== Exercise ==
Search the records below for the word "fromHexString". Copy each line where it occurs.

BEGIN Data supplied

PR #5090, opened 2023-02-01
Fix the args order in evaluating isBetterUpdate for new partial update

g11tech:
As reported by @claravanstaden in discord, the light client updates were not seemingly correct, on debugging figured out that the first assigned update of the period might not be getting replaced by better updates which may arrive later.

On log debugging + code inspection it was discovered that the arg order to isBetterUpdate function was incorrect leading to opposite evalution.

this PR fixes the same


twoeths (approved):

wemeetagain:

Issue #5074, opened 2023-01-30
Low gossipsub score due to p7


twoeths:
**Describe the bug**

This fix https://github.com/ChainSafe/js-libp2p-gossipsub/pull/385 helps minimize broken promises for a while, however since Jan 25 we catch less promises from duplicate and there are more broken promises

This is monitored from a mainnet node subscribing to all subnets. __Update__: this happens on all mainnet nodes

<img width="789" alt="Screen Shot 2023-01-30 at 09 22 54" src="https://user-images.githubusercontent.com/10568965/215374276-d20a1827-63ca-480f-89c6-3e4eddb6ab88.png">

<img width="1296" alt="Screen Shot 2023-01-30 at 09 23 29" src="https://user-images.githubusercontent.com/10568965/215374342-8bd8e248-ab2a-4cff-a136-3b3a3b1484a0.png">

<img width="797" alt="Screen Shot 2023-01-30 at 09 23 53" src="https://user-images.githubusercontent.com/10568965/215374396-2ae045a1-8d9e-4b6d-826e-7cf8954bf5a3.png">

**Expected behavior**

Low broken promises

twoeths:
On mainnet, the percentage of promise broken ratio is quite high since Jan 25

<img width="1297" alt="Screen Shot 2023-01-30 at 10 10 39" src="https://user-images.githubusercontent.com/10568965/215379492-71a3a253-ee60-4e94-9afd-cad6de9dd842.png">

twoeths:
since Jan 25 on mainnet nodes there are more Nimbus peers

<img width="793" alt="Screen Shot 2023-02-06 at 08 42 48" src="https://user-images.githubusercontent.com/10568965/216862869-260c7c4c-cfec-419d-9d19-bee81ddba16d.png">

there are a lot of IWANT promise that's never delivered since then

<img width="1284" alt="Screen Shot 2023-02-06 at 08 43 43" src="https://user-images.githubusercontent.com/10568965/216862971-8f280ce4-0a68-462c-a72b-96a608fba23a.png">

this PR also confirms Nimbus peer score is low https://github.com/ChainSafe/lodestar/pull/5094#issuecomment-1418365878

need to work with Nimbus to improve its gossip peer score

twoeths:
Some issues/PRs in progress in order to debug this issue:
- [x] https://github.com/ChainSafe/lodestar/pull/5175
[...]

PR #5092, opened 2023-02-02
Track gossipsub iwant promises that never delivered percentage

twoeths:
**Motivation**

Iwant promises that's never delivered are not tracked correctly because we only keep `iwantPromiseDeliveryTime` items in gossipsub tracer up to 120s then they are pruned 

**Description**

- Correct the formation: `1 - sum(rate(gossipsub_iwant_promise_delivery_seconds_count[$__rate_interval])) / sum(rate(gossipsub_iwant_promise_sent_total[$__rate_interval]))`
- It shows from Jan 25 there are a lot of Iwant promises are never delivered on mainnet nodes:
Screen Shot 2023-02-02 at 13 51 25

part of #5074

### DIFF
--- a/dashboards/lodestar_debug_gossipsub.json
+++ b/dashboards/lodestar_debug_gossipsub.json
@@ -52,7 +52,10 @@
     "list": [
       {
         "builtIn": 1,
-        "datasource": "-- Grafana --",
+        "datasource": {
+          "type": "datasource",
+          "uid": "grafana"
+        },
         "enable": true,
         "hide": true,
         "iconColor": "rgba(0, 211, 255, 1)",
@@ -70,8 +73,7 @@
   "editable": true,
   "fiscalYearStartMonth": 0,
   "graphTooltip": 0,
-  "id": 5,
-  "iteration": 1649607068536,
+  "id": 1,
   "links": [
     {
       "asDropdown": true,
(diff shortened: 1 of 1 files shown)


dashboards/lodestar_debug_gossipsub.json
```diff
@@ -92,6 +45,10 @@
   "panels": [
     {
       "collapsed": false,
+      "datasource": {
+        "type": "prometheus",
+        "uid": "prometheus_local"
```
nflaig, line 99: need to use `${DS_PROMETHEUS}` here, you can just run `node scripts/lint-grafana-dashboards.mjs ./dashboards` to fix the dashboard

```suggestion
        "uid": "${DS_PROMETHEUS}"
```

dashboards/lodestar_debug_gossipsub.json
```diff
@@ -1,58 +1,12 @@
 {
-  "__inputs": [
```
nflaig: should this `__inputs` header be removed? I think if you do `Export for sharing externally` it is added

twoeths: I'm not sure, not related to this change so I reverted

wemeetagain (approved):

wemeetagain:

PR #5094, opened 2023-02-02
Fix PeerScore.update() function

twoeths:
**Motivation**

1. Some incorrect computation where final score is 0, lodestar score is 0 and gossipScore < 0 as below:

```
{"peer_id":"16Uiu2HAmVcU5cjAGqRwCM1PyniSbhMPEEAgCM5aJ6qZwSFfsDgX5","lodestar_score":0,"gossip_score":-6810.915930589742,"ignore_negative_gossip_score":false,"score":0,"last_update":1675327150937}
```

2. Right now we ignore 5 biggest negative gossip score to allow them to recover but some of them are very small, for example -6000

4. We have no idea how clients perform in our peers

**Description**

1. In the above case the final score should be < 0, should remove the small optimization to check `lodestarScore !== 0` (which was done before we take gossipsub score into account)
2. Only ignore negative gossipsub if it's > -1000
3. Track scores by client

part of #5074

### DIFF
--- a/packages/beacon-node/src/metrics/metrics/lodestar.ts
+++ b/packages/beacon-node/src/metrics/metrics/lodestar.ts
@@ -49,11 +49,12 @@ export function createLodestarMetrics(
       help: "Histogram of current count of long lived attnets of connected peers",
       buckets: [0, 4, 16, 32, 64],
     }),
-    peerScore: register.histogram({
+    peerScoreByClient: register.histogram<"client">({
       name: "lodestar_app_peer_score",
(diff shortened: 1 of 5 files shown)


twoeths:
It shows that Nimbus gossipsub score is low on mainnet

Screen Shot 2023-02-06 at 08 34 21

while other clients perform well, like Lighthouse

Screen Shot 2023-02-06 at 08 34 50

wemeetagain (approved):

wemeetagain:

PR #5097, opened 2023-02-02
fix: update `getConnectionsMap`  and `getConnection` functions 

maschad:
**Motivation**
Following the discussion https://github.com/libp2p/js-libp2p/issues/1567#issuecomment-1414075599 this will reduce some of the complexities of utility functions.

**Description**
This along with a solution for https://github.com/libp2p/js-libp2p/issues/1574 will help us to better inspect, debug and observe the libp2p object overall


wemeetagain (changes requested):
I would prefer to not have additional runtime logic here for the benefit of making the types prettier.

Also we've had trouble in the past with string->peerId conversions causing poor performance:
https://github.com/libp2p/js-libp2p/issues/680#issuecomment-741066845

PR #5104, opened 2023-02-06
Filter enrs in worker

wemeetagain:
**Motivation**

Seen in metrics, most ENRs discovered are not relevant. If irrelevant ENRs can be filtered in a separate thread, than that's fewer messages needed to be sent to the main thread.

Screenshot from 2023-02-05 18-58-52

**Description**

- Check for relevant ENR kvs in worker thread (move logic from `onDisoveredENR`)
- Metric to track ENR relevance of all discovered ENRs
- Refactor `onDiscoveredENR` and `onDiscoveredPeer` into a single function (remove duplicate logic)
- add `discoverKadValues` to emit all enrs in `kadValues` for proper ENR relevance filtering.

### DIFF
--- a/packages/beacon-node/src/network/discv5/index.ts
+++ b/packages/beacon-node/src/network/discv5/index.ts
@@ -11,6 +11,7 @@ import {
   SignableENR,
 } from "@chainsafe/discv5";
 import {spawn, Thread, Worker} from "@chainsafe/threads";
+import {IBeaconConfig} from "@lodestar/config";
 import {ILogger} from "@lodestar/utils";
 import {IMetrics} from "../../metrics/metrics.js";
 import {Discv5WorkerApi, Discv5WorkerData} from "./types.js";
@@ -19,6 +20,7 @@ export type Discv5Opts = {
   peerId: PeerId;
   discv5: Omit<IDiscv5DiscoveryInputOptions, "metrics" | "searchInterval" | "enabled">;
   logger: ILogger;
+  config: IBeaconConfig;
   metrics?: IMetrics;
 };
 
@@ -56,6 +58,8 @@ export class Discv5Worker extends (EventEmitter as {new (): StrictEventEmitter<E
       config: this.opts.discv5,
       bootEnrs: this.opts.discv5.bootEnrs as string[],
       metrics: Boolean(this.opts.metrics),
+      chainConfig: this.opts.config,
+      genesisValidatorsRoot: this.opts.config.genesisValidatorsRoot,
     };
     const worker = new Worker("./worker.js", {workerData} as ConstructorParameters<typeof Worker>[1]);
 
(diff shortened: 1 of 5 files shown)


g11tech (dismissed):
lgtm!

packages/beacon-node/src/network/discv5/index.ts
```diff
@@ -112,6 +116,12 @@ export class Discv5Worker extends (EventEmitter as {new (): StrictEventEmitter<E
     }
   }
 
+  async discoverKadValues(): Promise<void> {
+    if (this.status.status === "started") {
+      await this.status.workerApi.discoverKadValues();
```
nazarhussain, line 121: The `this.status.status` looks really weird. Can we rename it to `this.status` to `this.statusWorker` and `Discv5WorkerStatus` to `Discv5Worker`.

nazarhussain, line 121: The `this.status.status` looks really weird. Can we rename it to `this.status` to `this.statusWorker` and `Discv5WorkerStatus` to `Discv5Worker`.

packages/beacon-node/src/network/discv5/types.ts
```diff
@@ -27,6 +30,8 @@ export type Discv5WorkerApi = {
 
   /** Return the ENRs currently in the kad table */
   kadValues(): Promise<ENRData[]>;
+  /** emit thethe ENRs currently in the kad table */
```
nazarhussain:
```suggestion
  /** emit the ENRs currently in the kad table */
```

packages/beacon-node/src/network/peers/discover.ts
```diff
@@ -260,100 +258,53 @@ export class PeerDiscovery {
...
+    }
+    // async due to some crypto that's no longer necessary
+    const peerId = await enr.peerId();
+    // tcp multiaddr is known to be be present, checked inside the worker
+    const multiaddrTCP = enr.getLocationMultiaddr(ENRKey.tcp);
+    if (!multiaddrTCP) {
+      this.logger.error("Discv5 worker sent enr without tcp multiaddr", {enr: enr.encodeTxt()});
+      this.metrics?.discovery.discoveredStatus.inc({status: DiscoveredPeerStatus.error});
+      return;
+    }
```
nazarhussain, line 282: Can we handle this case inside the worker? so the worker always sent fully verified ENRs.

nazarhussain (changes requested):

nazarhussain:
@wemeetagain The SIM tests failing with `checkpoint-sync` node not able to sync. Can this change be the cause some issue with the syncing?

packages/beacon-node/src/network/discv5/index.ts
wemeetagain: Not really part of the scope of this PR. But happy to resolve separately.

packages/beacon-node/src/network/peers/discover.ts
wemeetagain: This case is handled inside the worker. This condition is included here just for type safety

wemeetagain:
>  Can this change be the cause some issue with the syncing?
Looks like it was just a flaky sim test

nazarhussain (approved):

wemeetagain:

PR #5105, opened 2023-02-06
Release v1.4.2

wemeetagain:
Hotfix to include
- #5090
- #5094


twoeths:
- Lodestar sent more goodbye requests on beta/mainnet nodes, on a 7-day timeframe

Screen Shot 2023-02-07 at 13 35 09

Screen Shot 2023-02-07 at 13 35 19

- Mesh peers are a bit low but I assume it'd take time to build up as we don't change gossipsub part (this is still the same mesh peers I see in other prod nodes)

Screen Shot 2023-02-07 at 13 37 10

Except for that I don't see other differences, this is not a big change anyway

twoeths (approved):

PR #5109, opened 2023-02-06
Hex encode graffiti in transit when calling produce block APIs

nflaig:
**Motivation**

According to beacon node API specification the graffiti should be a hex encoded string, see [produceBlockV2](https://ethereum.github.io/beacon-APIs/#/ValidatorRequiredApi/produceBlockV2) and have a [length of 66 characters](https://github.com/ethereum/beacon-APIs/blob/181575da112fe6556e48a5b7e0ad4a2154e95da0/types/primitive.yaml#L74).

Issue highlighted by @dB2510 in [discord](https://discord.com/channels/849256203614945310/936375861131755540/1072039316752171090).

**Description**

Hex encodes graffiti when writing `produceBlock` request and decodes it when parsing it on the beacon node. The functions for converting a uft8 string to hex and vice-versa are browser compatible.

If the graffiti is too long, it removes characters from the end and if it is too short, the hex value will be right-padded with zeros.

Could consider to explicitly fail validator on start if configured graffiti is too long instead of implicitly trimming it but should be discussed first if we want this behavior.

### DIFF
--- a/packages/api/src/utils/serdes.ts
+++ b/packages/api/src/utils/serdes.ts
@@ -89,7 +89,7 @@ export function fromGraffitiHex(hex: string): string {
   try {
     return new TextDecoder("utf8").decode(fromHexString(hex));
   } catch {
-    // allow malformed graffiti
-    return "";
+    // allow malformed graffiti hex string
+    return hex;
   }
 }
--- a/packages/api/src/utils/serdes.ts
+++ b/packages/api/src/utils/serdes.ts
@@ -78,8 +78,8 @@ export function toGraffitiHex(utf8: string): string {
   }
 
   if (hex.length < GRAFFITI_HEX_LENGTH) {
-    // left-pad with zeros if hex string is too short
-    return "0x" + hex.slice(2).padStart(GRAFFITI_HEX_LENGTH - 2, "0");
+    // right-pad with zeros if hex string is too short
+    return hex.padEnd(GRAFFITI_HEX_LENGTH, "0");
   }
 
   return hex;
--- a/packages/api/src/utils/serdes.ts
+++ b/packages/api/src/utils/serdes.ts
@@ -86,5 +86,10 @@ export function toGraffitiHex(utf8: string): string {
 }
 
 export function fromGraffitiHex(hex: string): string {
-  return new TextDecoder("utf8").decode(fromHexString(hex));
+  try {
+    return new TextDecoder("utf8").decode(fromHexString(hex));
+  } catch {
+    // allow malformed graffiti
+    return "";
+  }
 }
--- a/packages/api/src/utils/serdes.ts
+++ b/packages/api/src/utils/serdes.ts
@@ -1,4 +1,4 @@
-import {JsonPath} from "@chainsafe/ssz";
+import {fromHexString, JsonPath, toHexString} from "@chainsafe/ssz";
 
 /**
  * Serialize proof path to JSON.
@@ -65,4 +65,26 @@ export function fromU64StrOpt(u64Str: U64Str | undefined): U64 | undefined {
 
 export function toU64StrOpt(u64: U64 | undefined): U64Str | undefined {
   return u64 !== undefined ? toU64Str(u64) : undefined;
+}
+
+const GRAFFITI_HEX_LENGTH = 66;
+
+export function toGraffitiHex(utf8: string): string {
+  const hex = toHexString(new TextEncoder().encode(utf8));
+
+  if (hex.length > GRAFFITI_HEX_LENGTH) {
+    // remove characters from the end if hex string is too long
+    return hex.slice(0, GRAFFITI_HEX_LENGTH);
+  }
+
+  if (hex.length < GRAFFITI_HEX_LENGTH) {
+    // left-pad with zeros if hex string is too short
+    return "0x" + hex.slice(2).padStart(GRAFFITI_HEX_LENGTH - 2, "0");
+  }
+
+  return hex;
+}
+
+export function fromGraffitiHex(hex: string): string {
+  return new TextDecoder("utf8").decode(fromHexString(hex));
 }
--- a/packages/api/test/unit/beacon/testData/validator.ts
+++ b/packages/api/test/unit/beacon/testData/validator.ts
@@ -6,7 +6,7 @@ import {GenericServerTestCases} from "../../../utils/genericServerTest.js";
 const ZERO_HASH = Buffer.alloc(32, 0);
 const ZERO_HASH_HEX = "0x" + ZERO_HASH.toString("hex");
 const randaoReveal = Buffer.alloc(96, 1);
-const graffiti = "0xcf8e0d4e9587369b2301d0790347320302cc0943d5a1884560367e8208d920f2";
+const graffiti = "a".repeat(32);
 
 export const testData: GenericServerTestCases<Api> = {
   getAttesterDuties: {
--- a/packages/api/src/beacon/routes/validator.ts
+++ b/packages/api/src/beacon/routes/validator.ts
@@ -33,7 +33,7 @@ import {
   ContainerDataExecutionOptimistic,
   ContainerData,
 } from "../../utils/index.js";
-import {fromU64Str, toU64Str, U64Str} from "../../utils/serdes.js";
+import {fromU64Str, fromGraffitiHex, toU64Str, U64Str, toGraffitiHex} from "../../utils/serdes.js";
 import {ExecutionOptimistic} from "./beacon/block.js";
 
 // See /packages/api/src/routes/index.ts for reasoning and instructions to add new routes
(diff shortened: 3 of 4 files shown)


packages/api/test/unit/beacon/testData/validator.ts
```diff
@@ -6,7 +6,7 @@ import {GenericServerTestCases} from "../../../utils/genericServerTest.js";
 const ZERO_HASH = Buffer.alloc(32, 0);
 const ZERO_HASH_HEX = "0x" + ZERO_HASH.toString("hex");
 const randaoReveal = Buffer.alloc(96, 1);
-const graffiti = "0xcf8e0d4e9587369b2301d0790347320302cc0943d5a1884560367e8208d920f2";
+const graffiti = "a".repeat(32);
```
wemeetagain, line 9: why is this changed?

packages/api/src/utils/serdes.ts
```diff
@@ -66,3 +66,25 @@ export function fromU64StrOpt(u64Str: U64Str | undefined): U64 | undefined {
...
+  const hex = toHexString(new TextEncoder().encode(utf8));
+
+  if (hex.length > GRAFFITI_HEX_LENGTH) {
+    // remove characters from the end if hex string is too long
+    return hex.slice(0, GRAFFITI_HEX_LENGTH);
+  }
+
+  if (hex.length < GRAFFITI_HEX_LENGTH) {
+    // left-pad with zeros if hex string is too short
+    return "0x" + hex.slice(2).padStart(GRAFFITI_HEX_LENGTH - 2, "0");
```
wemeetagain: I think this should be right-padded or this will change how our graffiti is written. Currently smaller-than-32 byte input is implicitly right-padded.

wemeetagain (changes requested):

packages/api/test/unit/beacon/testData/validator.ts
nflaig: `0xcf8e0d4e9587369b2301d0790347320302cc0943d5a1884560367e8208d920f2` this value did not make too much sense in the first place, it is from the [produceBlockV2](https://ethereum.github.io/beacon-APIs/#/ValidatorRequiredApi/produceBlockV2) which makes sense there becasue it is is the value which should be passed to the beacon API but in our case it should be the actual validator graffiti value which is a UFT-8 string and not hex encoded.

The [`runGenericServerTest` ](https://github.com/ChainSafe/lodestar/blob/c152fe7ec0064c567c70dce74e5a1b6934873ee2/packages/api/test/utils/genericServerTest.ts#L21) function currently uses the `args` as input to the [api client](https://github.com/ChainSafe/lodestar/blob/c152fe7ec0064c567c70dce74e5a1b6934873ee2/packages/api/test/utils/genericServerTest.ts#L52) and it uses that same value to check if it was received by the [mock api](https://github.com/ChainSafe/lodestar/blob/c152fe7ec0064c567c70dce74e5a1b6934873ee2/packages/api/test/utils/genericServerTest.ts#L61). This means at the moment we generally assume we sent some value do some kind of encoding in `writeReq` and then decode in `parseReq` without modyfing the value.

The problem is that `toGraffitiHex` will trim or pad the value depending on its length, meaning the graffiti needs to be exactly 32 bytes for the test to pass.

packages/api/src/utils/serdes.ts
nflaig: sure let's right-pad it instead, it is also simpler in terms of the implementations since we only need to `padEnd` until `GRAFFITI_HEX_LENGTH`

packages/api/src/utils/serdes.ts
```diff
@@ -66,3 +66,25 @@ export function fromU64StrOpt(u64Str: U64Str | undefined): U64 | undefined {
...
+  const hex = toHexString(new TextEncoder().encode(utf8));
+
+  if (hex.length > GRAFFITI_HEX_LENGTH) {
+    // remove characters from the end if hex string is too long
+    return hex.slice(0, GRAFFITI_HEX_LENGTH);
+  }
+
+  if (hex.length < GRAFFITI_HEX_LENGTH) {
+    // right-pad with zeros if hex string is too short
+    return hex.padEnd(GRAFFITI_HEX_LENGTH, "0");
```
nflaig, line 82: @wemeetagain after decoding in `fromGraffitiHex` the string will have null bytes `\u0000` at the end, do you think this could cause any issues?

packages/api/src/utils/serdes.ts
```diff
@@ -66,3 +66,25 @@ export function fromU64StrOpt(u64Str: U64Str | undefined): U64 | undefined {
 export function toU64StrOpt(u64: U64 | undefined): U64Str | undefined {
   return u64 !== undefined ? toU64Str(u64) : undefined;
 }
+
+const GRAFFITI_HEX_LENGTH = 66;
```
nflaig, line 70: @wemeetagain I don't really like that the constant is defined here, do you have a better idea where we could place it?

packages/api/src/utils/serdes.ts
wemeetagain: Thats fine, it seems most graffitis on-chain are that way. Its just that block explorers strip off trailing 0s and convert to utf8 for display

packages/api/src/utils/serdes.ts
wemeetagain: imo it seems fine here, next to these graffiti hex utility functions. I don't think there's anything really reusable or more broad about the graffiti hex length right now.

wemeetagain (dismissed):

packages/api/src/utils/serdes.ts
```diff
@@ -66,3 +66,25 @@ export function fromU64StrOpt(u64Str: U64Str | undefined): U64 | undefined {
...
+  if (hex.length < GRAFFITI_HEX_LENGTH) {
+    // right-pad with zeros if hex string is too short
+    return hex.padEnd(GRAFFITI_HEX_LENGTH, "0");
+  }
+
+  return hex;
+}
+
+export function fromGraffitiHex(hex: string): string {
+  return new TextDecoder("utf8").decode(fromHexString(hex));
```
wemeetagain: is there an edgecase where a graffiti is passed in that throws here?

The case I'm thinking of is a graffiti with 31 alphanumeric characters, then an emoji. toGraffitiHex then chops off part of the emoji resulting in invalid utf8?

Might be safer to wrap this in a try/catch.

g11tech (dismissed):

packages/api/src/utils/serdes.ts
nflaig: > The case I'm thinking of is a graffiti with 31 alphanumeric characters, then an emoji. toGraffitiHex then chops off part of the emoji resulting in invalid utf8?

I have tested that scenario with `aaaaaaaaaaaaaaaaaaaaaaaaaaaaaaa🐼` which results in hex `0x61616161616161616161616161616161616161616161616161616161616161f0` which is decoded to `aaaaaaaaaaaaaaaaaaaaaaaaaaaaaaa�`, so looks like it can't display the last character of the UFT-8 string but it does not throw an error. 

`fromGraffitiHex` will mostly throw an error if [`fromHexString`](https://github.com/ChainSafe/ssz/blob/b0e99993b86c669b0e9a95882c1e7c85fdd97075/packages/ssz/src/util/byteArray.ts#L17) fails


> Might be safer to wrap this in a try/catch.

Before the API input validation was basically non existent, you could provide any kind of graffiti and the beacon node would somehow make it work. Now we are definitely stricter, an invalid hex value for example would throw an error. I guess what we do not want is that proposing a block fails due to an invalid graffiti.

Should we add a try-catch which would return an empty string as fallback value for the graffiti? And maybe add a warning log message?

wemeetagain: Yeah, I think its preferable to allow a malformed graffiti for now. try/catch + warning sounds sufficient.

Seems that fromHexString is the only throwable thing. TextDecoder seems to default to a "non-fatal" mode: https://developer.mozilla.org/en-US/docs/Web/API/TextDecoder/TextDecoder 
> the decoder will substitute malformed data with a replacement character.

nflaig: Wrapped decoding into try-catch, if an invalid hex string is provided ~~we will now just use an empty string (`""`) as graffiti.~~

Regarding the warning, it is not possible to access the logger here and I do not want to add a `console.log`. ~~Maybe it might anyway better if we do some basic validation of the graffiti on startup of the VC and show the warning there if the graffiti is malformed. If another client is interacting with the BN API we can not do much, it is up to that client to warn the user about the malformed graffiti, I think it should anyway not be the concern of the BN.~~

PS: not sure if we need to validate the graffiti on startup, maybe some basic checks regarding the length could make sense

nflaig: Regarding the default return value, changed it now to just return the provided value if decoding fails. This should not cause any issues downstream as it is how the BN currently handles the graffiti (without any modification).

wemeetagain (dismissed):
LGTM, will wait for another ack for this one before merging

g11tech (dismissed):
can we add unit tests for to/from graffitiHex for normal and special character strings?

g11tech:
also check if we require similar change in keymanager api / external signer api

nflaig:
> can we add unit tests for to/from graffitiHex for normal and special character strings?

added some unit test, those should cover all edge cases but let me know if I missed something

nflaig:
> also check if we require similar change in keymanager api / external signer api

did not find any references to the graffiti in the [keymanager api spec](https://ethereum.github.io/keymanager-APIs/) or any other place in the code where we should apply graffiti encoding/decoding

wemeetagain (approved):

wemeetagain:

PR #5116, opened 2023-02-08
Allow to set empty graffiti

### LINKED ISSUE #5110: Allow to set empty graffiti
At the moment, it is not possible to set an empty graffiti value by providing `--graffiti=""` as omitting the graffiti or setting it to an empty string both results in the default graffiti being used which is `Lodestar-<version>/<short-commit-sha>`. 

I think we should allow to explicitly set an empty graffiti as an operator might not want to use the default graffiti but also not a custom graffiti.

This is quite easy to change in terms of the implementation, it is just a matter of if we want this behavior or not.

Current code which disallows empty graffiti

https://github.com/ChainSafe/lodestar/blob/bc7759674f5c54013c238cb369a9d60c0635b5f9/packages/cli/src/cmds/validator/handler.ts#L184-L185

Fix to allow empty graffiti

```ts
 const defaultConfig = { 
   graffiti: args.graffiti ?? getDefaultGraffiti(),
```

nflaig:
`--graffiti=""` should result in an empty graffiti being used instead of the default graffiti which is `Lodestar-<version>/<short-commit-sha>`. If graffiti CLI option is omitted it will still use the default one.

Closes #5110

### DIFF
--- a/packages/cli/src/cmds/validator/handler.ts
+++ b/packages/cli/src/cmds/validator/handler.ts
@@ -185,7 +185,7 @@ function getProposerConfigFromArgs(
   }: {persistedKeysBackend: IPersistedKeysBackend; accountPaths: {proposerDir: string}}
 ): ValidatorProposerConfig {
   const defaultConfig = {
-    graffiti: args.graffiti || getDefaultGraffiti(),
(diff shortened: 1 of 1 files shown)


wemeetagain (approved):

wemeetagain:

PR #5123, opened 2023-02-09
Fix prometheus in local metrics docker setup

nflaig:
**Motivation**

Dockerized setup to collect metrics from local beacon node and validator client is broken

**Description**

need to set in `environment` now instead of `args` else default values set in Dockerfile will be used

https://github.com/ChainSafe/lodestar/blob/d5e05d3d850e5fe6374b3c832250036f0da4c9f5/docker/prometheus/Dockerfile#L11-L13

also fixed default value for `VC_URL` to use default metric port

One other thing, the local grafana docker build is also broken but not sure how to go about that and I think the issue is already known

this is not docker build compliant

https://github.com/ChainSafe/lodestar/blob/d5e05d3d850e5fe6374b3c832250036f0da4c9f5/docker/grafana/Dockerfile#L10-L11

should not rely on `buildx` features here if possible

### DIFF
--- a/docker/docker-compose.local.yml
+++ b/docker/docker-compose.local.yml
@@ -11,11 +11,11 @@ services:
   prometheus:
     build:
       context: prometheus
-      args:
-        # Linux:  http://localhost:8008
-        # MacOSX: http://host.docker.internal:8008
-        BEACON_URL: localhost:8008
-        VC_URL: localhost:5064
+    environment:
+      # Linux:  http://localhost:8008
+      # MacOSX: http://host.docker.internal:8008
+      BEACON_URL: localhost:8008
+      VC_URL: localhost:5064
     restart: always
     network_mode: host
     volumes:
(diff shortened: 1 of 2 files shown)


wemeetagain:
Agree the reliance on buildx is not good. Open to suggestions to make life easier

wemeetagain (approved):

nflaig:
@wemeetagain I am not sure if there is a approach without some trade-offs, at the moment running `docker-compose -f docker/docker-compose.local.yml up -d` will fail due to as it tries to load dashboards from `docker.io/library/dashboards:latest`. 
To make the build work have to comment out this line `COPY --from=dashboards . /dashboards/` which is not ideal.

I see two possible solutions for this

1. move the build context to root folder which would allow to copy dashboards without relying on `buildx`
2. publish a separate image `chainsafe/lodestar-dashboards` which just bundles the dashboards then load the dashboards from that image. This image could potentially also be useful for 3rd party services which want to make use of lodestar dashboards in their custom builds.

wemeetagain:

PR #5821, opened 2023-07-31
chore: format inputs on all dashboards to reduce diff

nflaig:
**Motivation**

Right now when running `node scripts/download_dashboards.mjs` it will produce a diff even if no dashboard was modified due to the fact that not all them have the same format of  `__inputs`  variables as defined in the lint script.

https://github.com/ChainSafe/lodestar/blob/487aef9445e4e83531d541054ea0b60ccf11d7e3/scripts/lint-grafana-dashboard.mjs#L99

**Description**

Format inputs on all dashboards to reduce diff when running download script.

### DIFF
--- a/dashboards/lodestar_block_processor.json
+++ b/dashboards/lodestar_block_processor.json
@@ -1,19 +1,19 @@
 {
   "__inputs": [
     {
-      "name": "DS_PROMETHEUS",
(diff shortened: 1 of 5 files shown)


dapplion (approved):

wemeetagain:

END Data supplied

== Exercise response ==
     return new TextDecoder("utf8").decode(fromHexString(hex));
-  return new TextDecoder("utf8").decode(fromHexString(hex));
+    return new TextDecoder("utf8").decode(fromHexString(hex));
+import {fromHexString, JsonPath, toHexString} from "@chainsafe/ssz";
+  return new TextDecoder("utf8").decode(fromHexString(hex));
+  return new TextDecoder("utf8").decode(fromHexString(hex));
`fromGraffitiHex` will mostly throw an error if [`fromHexString`](https://github.com/ChainSafe/ssz/blob/b0e99993b86c669b0e9a95882c1e7c85fdd97075/packages/ssz/src/util/byteArray.ts#L17) fails
Seems that fromHexString is the only throwable thing. TextDecoder seems to default to a "non-fatal" mode: https://developer.mozilla.org/en-US/docs/Web/API/TextDecoder/TextDecoder 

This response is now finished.